Ma si continua a morire in cella. Il bollettino di morte continua a salire. Nel Focus per l’anno 2024 del Garante Nazionale dei diritti delle persone private della libertà nazionale, i dati erano aggiornati al 16 settembre: erano 67 suicidi da inizio 2024, +19 rispetto al 2023. Ma nel frattempo l’emergenza non si è fermata e la cifra sale impietosa: altri dieci casi dalla data di quel report. Numeri che variano di ora in ora. Ma il Focus del Garante ha tentato di andare a fondo del dramma, analizzando la mappa della scia di morte, l’identikit di chi si toglie la vita e il perché del gesto estremo. Innanzitutto emerge il numero dei penitenziari coinvolti. Gli istituti in cui si sono verificati i suicidi sono 46 (pari al 24% del totale delle strutture penitenziarie): 41 Case circondariali e 5 Case di reclusione.
Va evidenziato che le sezioni maggiormente interessate sono quelle a custodia chiusa, con 57 casi (pari all’85%), mentre in quelle a custodia aperta sono stati registrati 10 casi (pari al 15%). Delle 67 persone che si sono tolte la vita in carcere (fino al 16 settembre scorso), 29 erano state giudicate in via “definitiva” e condannate (43%), mentre 9 avevano una posizione cosiddetta “mista con definitivo”, cioè avevano almeno una condanna definitiva e altri procedimenti penali in corso; 24 persone (36%) erano in “attesa di primo giudizio”, 2 ricorrenti, 2 appellanti e 1 internato provvisorio.
La maggior parte delle persone era accusata o era stata condannata per reati contro la persona 34 (pari al 51%), tra questi si riportano quelli di maggiore rilievo: 13 per omicidio (tentato o consumato), 8 di maltrattamento in famiglia e 4 di violenza sessuale. A seguire i reati contro il patrimonio 23 (pari al 34%), per legge droga (5). Poco significativi sul piano statistico appaiono invece gli altri tre tipi di reato: contro le immigrazioni clandestine (1) per detenzione di armi (2) e concorso in reato (1), per atti persecutori (1) e in 1 caso il dato è mancante.

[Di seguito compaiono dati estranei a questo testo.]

PR #3135, opened 2024-04-22
Display compacted zeros on PriceChartHeader with compressZeros func…

fabryscript:
…tion

Display compact zeros on token chart header like CoinGecko

### Linear Task

### DIFF
--- a/packages/web/components/chart/compress-zeros.ts
+++ b/packages/web/components/chart/compress-zeros.ts
@@ -1,0 +1,82 @@
+const ZERO = "0";
+const DOUBLE_ZERO = "00";
+
+const countZeros = (decimalDigits: string) => {
+  // Count the leading zeros
+  let zeroCount = 0;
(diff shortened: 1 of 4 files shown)


DavideSegullo (approved):

packages/web/components/chart/compress-zeros.ts
jonator, line 1: Thoughts on adding this functionality to `formatPretty` so it can more easily be reused?

fabryscript: That would be difficult imo, as `formatPretty` returns a string and `compressZeros` returns an atomic-style object. That would mean that we should modify every `formatPretty` call.
The "problem" is that `compressZeros` is meant to be paired together with a `<sub />` element or any other form of styling for the values returned by the function itself

kamal-sutra (approved):

CryptoAssassin1 (approved):

PR #3141, opened 2024-04-22
feat: Display Pool Tokens in Swap Tool

JoseRFelix:

There was a regression in the swap tool behavior on the pool details page following #3097. This PR resolved this by hiding the token select drawer. However, For StableSwap pools with >2 tokens, they will be able to see the token drawer.

### Linear Task

[Linear Task URL](https://linear.app/osmosis/issue/STABI-127/fix-swap-tool)

## Brief Changelog

- Hide drawer when pools assets are less than 3
- Show drawer when pool assets are greater than 2
- Add integration test verifying this behavior
- Divide swap tool props to give devs better control of desired behavior on the different pages. 

## Testing and Verifying

- [ ] `/pool/908` should display the token select drawer without search and recommended assets as it has three assets
- [ ] Swap tool in other pages should be unaffected

## Summary by CodeRabbit

- **New Features**
	- Added filtering of assets based on pool ID in asset retrieval queries.
	- Introduced optional search box and recommended token toggles in the token selection components.
	- Enhanced the Swap Tool with new properties to support fixed width, usage of other currencies, and handling query parameters.
	- Modified the Trade Tokens modal to support transactions in multiple currencies.

- **Bug Fixes**
	- Updated the Swap Tool to ensure correct initial token denomination is set based on the asset page being viewed.

- **Tests**
	- Added mock implementation for IntersectionObserver to improve testing capabilities.

- **Documentation**
	- No visible changes for end-users.

### DIFF
--- a/packages/web/components/swap-tool/__tests__/swap-tool.spec.tsx
+++ b/packages/web/components/swap-tool/__tests__/swap-tool.spec.tsx
@@ -1,0 +1,231 @@
+/* eslint-disable import/no-extraneous-dependencies */
+import { Dec, PricePretty } from "@keplr-wallet/unit";
+import {
+  createCallerFactory,
+  DEFAULT_VS_CURRENCY,
+  FilteredPoolsResponse,
+  NumPoolsResponse,
+} from "@osmosis-labs/server";
+import { getAssetFromAssetList } from "@osmosis-labs/utils";
+import { screen, waitFor } from "@testing-library/react";
+import userEvent from "@testing-library/user-event";
+import { rest } from "msw";
+import mockRouter from "next-router-mock";
+
+import { server, trpcMsw } from "~/__tests__/msw";
+import { renderWithProviders } from "~/__tests__/test-utils";
+import { SwapTool } from "~/components/swap-tool";
+import { AssetLists } from "~/config/generated/asset-lists";
+import { ChainList } from "~/config/generated/chain-list";
+import { appRouter } from "~/server/api/root-router";
+
+jest.mock("next/router", () => jest.requireActual("next-router-mock"));
+
+const createCaller = createCallerFactory(appRouter);
+const caller = createCaller({
+  /**
+   * The asset list and chain list used here are snapshots of the
+   * production asset list. In case of discrepancies due to outdated
+   * assets or chains, consider updating these mocks.
+   */
+  assetLists: AssetLists,
+  chainList: ChainList,
+});
+
+beforeEach(() => {
+  server.use(
+    trpcMsw.edge.assets.getUserAssets.query(async (req, res, ctx) => {
+      return res(
+        ctx.status(200),
+        ctx.data(await caller.edge.assets.getUserAssets(req.getInput()))
+      );
+    }),
+    trpcMsw.edge.assets.getAssetPrice.query((_req, res, ctx) => {
+      return res(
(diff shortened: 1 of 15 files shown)


jonator (changes requested):
What are your thoughts on handling this force pool ID case on the client, by querying the pool on the client and returning it's reserve coins as the selectable assets, instead of modifying the getUserAssets procedure? I think it's OK if the user balances are not available in the dropdown in the direct swap, as the dropdown is only available in the edge case of a > 2 asset stable pool anyways.

JoseRFelix:
> What are your thoughts on handling this force pool ID case on the client, by querying the pool on the client and returning it's reserve coins as the selectable assets, instead of modifying the getUserAssets procedure? I think it's OK if the user balances are not available in the dropdown in the direct swap, as the dropdown is only available in the edge case of a > 2 asset stable pool anyways.

I've considered this as well, but I believe it would complicate the code and make testing more challenging because it would depend on reactivity rather than a function's output. Additionally, it's simpler to write a unit test for the `mapGetAssetsWithUserBalances` function, which already calculates the balances. Perhaps I'm overlooking something. Do you think it would be unwise to include the pool id as a filter option solely for the `getUserAssets` function?

packages/web/components/swap-tool/__tests__/swap-tool.spec.tsx
```diff
@@ -0,0 +1,231 @@
...
+      );
+    })
+  );
+});
+
+afterEach(() => {
+  mockRouter.setCurrentUrl("/");
+});
+
+it("should return only pool assets when sending a pool id and useOtherCurrencies is true", async () => {
```
jonator, line 56: I'm wondering, should we test this kind of functionality at the UI level or at the function level?

I think tests may be easier to maintain if we test these complex flows at the TS function level, then for UI tests we mock the complex flows from these functions then just test the fact that the UI properly displays it.

I think a good principle for tests is to try to only test one layer at a time, and the other layers can be carefully mocked. This violates that principle as it tests the UI as well as the complex server function.

jonator (approved):
Actually, I do see a use case of passing a pool to filter getting assets only for those in that pool. 2 ideas to improve

* Adding a comment documenting the use of the pool ID
* Consider passing an array of pool IDs so we could filter user assets across multiple pools (could be over engineering)
* See comments on what layer the tests should live (test strategy). I think we don't need to necessarily rewrite the test but I think it's an idea that may simplify and increase maintainability of tests.

packages/web/components/swap-tool/__tests__/swap-tool.spec.tsx
jonator: BTW don't let this block the PR

JoseRFelix: Thank you for the review! Overall, this is a solid approach and a good idea for our general testing strategy.

In this case, I wanted to focus on how much confidence the tests give us rather than just their coverage. I feel more assured when we minimize our use of mocks. For the swap tool, in particular, I want us to be very confident that everything will work seamlessly with the client as long as the network provider is up and running. I expect these tests to be infrequent and reserved only for very critical workflows, such as the Swap Tool.

CryptoAssassin1 (approved):

PR #3144, opened 2024-04-23
change N/D on token info to be '-'

sunnya97:
### Linear Task

## Summary by CodeRabbit

- **Documentation**
	- Updated the display text for "noData" from "N.D." to "-" in English localization settings.
	- Updated various localization files to remove the "noData" key or translation, impacting the display of "no data" messages in multiple languages.

### DIFF
--- a/packages/web/components/token-details/token-details.tsx
+++ b/packages/web/components/token-details/token-details.tsx
@@ -290,7 +290,7 @@ const TokenStats: FunctionComponent<TokenStatsProps> = observer(
             {t("tokenInfos.marketCapRank")}
           </p>
           <h5 className="text-xl font-h5 leading-8">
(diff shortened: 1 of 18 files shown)


jonator (commented):
Should this be in translations? Or removed from translations and installed in the view (where this key was formerly used)?

DavideSegullo (approved):

DavideSegullo:
> Should this be in translations? Or removed from translations and installed in the view (where this key was formerly used)?

We're using it inside the token info page

jonator (dismissed):
@DavideSegullo true but I don't think "-" needs to be translated, therefore it shouldn't be in the translation files?

DavideSegullo:
> @DavideSegullo true but I don't think "-" needs to be translated, therefore it shouldn't be in the translation files? 

Ye we can get rid of It from translations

Tra i detenuti che si sono suicidati, 35 persone, (pari al 52%), si sono suicidate nei primi 6 mesi di detenzione; di queste: 7 entro i primi 15 giorni, 5 delle quali addirittura entro i primi 5 giorni dall’ingresso. Analizzando i dati relativi agli eventi critici, è stata rilevata la presenza di eventuali fattori indicativi di fragilità o vulnerabilità. La lettura ha fatto emergere che 36 persone (pari al 54%) erano coinvolte in altri eventi critici e di queste 16 (ossia il 24%) avevano precedentemente messo in atto almeno un tentativo di suicidio. Inoltre, 14 persone (ossia il 21% dei casi) erano state sottoposte alla misura della “grande sorveglianza” e di queste 5 lo erano anche al momento del suicidio.